Business News of Thursday, 18 February 2010

Source: GNA

Insurance companies that engage in price undercutting to be sanctioned

Accra, Feb. 18, GNA - Inspectors from the Ghana Insurance Association have been deployed to report companies engaged in premium undercutting for appropriate sanctions to be applied to the offenders, an official from the National Insurance Commission (NIC) disclosed on Thursday. Mrs. Nyamikeh Kyiamah, Acting Commissioner of NIC, decried the unhealthy practice of price undercutting that bedevilled the industry but expressed commitment towards utilizing resources to ensure the practice ceased.

She was speaking to journalists after the inauguration of NSIA Ghana Insurance Company Limited (NGICL) in Accra. NGICL is an international group, currently operating in 10 countries with Ghana being the first Anglophone country. Mrs. Kyiamah observed that some companies operating in the non-Life Insurance sector were guilty of huge premium debt, and expressed the hope the new guidelines from the Premium Credit Committee set up by the Commission, would address the problem.

"The ratio of outstanding premiums to gross premiums was 43 per cent in 2008, as against 34 per cent in 2007. The figure for 2009 from all indications could even be worse," she said adding that the effect of the premium debt made it difficult for companies to significantly invest with a resulting negative implication on the company's solvency position. Mrs. Kyiamah said the NIC had put in place measures to improve business operations in the industry, and cited the enhancement of the minimum capital requirement to ensure that market participants have the financial power to assume risks in areas such as oil and gas and the inability and risks associated with the industry, as an example. Issues of premium debts with clear guidelines to improve collection, cash and carry principles on motor and fire insurance as well as the compulsory insurance for public buildings were other measures she mentioned. Dr Kwabena Duffuor, Finance Minister, in a speech read on his behalf, observed that interest on government securities had witnessed a significant decline in the last few months and called on lending institutions to take a clue from the development to lower their interest rates.

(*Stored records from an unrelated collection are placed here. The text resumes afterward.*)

PR #2578, opened 2022-08-19
[feat] Associate a unique hash with each test

### LINKED ISSUE #2577: Parameters values for filelog perflogs
Feel free to tell me that you don't want to support this use case if it's not useful for your sites.

We have a unit test that executes on each IB NIC/HCA on a node, this is done through a parameterized test:
```python
hca = parameter(["mlx5_0", "mlx5_1", "mlx5_2", "mlx5_3", "mlx5_6", "mlx5_7", "mlx5_8", "mlx5_9"])
```
With the naming scheme in 3.12.0, we could simply access the historical performance for one HCA given that the path was predictable:
```
$ cat ./logs/node0042/perflogs/ib_write_bw_loopback_mlx5_6.log
2022-08-07T09:54:13|reframe 3.12.0|ib_write_bw_loopback %hca=mlx5_6 ....
2022-08-08T10:28:11|reframe 3.12.0|ib_write_bw_loopback %hca=mlx5_6 ....
```
With 833c6ea3582bdcf4cceb6dc7a1aa667d0ca029e2, it's now a little more complex as the output file name is not predictable anymore, we would have to grep across all logs for this test to find the right HCA.

I understand the limitations of the old naming scheme mentioned in https://github.com/reframe-hpc/reframe/blob/833c6ea3582bdcf4cceb6dc7a1aa667d0ca029e2/docs/manpage.rst#test-naming-scheme, but perhaps we could have a way to modify the name of the `filelog` output file (doesn't seem possible today: https://reframe-hpc.readthedocs.io/en/stable/config_reference.html#the-filelog-log-handler)? And then a new log record attribute that would allow to get parameters names in the file name.

vkarak:
Each test is now associated with a hash code, which is generated by the test name and the key value pairs of its parameters. This hash code is printed along with the display name with the `-l` option and tests can be selected also by their hash code with the `-n` option, by passing `-n /<hash>`. Tests do still have their unique name that is comprised by the class name and the variant number. Test-specific files associated with the test execution, such as the stage and output directories and the performance log file of the `filelog` handler use the test's hash code in their filename. Conversely to the variant number, the test's hash code does not change if new values are added to a parameter, or values are deleted or the list of values are shuffled. However, you might get filesystem conflicts if you run a parameterised test that has a parameter that takes the same value many times. Such tests must run serially to avoid this. Note that if a parameter is added to or deleted from the test or the name of parameter changes, the hash will change.

Fixes #2577.

### DIFF
--- a/docs/config_reference.rst
+++ b/docs/config_reference.rst
@@ -1007,9 +1007,9 @@ The additional properties for the ``filelog`` handler are the following:
      {basedir}/
         system1/
             partition1/
-                test_name.log
+                test_short_name.log
             partition2/
-                test_name.log
+                test_short_name.log
             ...
         system2/
         ...
--- a/docs/manpage.rst
+++ b/docs/manpage.rst
@@ -125,6 +125,8 @@ This happens recursively so that if test ``T1`` depends on ``T2`` and ``T2`` dep
 
    If the special notation ``<test_name>@<variant_num>`` is passed as the ``NAME`` argument, then an exact match will be performed selecting the variant ``variant_num`` of the test ``test_name``.
 
+   You may also select a test by its hash code using the notation ``/<test-hash>`` for the ``NAME`` argument.
+
    .. note::
 
       Fixtures cannot be selected.
@@ -132,6 +134,11 @@ This happens recursively so that if test ``T1`` depends on ``T2`` and ``T2`` dep
    .. versionchanged:: 3.10.0
 
       The option's behaviour was adapted and extended in order to work with the updated test naming scheme.
+
+   .. versionchanged:: 4.0.0
+
+      Support selecting tests by their hash code.
+
 
 .. option:: -p, --prgenv=NAME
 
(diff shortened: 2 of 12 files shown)


vkarak:
@flx42 Could you test this PR with your scenario? Now filelog performance files should not change across reframe invocations.

flx42:
Yes, I confirm it solve a the problem of multiple tests ending in the same
perflog file, thanks!
But it doesn't solve the part about being able to customize the perflog
output file to get a behavior similar to 3.x if you want to, not sure what
is your opinion on this.

vkarak:
> But it doesn't solve the part about being able to customize the perflog
output file to get a behavior similar to 3.x if you want to, not sure what
is your opinion on this.

Actually, 4.x does not change how the `filelog` handler generates the log filenames. In the `filelog` handler you could only (and still can) configure the prefix directory of the log file, but not the name of the filename. The name of the filename was composed by the test's `unique_name`, thus the ambiguity with the variant names, which is now solved with hashes. In the old naming scheme, the `unique_name` contained a stringification of the test parameters and their values, which is essentially the same as of now, except that the string representation is now different.

I would see this request as a separate feature request, especially if the current behaviour breaks your workflow or just annoys you 😂. Technically, it is possible, but it might need to add another configuration parameter to the `filelog` handler to control the log file name per se.

flx42:
Sounds good! Then I will file a separate feature request at a later time
when I'm back in the office as I'm currently travelling.

Thanks!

He said the emergence of financial institutions including insurance companies from the sub-region and other parts of the continent in Ghana, attested to government's policy of using foreign investment as a tool for strengthening sub-regional integration. "Government has put in place several strategies aimed at encouraging more efficient financial institutions and supporting their efforts as part of the on-going financial sector reform to deepen the scope and scale of financial services and the payment system in the economy," he said. Dr Duffuor urged the NIC to step up efforts to increase minimum capital requirements in the insurance sector. He urged the management of NGICL to set high standards in their business operations and pay attention to the statutory requirements in the country for mutual benefit to themselves and the Ghanaian economy.